Duke Street Transitway: Frequently Asked Questions

by James D. and Jonathan K.

Grassroots Alexandria advocates for effective mass transit as a matter of economic justice and as a response to the climate emergency. Alexandria’s Duke Street In Motion project is a potential step forward.

What is the Duke Street in Motion project?
What is the purpose of the project? What problems is it trying to solve?
Will this project include improvements for people walking and riding bicycles?
How will a dedicated transitway fit on Duke Street along with car traffic?

What is the Duke Street in Motion project?
Duke Street in Motion is a concept design project for improved transit on a 4-mile section of Duke Street, from the Landmark Mall area to the King Street Metro station. The design effort follows a 2008 Council decision designating this section of Duke Street as a future high-capacity transit corridor, and a 2012 Transitway Corridor Feasibility Study. The 2012 Feasibility study recommended dedicated bus lanes in the six-lane sections of the Duke Street corridor, i.e. in about 2/3 of the 4 mile section, and a two-phased approach for the four-lane section in the middle of the corridor, from Jordan Street to Roth Street. The study recommended that transit operate initially in mixed traffic in the four-lane section and later in a dedicated reversible lane.
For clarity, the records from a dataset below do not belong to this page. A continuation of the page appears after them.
PR #1407, opened 2022-08-23
wasm_application.c: Do not start debug instance automatically

yamt:
It's better to leave the control to embedders. (eg. product-mini)

background: I have a use case where
* The application runs multiple module instances.
* I want to debug only one of them.

### DIFF
--- a/product-mini/platforms/posix/main.c
+++ b/product-mini/platforms/posix/main.c
@@ -570,6 +570,23 @@ main(int argc, char *argv[])
         goto fail3;
     }
 
+#if WASM_ENABLE_DEBUG_INTERP != 0
+    if (ip_addr != NULL) {
+        wasm_exec_env_t exec_env =
+            wasm_runtime_get_exec_env_singleton(wasm_module_inst);
+        uint32_t debug_port;
+        if (exec_env == NULL) {
+            printf("%s\n", wasm_runtime_get_exception(wasm_module_inst));
+            goto fail4;
+        }
+        debug_port = wasm_runtime_start_debug_instance(exec_env);
+        if (debug_port == 0) {
+            printf("Failed to start debug instance\n");
+            goto fail4;
+        }
+    }
+#endif
+
     if (is_repl_mode)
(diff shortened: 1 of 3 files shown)


product-mini/platforms/posix/main.c
```diff
@@ -570,6 +570,22 @@ main(int argc, char *argv[])
...
 
+#if WASM_ENABLE_DEBUG_INTERP != 0
+    if (ip_addr != NULL) {
+        wasm_exec_env_t exec_env =
+            wasm_runtime_get_exec_env_singleton(wasm_module_inst);
+        if (exec_env == NULL) {
+            printf("%s\n", wasm_runtime_get_exception(wasm_module_inst));
+            goto fail4;
+        }
+        uint32_t debug_port = wasm_runtime_start_debug_instance(exec_env);
```
xujuntwt95329, line 581: Had better declare variables at the beginning of a scope, otherwise some compiler with `C90` may complain

product-mini/platforms/windows/main.c
```diff
@@ -437,6 +437,22 @@ main(int argc, char *argv[])
...
 
+#if WASM_ENABLE_DEBUG_INTERP != 0
+    if (ip_addr != NULL) {
+        wasm_exec_env_t exec_env =
+            wasm_runtime_get_exec_env_singleton(wasm_module_inst);
+        if (exec_env == NULL) {
+            printf("%s\n", wasm_runtime_get_exception(wasm_module_inst));
+            goto fail4;
+        }
+        uint32_t debug_port = wasm_runtime_start_debug_instance(exec_env);
```
xujuntwt95329, line 448: same as above

product-mini/platforms/posix/main.c
yamt: fixed. thank you.

product-mini/platforms/windows/main.c
yamt: fixed. thank you.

What is the purpose of the project? What problems is it trying to solve?
Capacity: The primary motivation is to provide high capacity bus service to efficiently move people along the corridor and to connect people to other high-capacity transit lines. Dedicated transit lanes can move up to 8,000 people per hour, about 5 times more people than private vehicles.

Access: Regional population growth will exacerbate local traffic congestion, until more efficient travel options are provided, such as Richmond Highway Bus Rapid Transit in Fairfax and Metrorail across the Wilson Bridge, with uncongested lanes for buses in the interim. The Duke Street transitway will enable reliable, efficient travel for residents along the corridor, as well as for other people accessing Duke Street destinations, including the Beatley Library, restaurants, medical offices and other future amenities at a re-developed Landmark Mall site.

Equity: The Duke Street corridor serves many older residents and low-income residents who depend on transit.

Safety: Travel by bus is significantly safer than walking, cycling, or driving.
Climate Change and the Environment: Transportation is the number one contributor to greenhouse gas emissions; providing more useful transit service to more people is the most impactful investment that would mitigate climate change.

Will this project include improvements for people walking and riding bicycles?
From the city website: “Yes. Since many people live, work, or visit locations within walking or biking distance to Duke Street, safe and convenient routes between bus stops and the places people need to go along the corridor will be essential elements of this project.”

How will a dedicated transitway fit on Duke Street along with car traffic?
The 2012 Transitway Feasibility Study recommended maintaining four car traffic lanes, two in each direction throughout the corridor, as exists today in the middle section between Jordan Street and Roth Street. All of the concepts that City Staff has presented to date are consistent with that, i.e. they maintain a minimum of two lanes in each direction.

Concepts that City staff have shown for the six-lane sections include maintaining two car traffic travel lanes in each direction, and repurposing one travel lane in each direction for dedicated bus lanes. Concepts for four-lane sections include maintaining two car traffic travel lanes in each direction, combined with one of the following: (1) buses operating in mixed traffic, (2) modifications to commercial service roads to allow bi-directional dedicated bus lanes, and (3) modification to residential and commercial service roads to allow two dedicated bus lanes.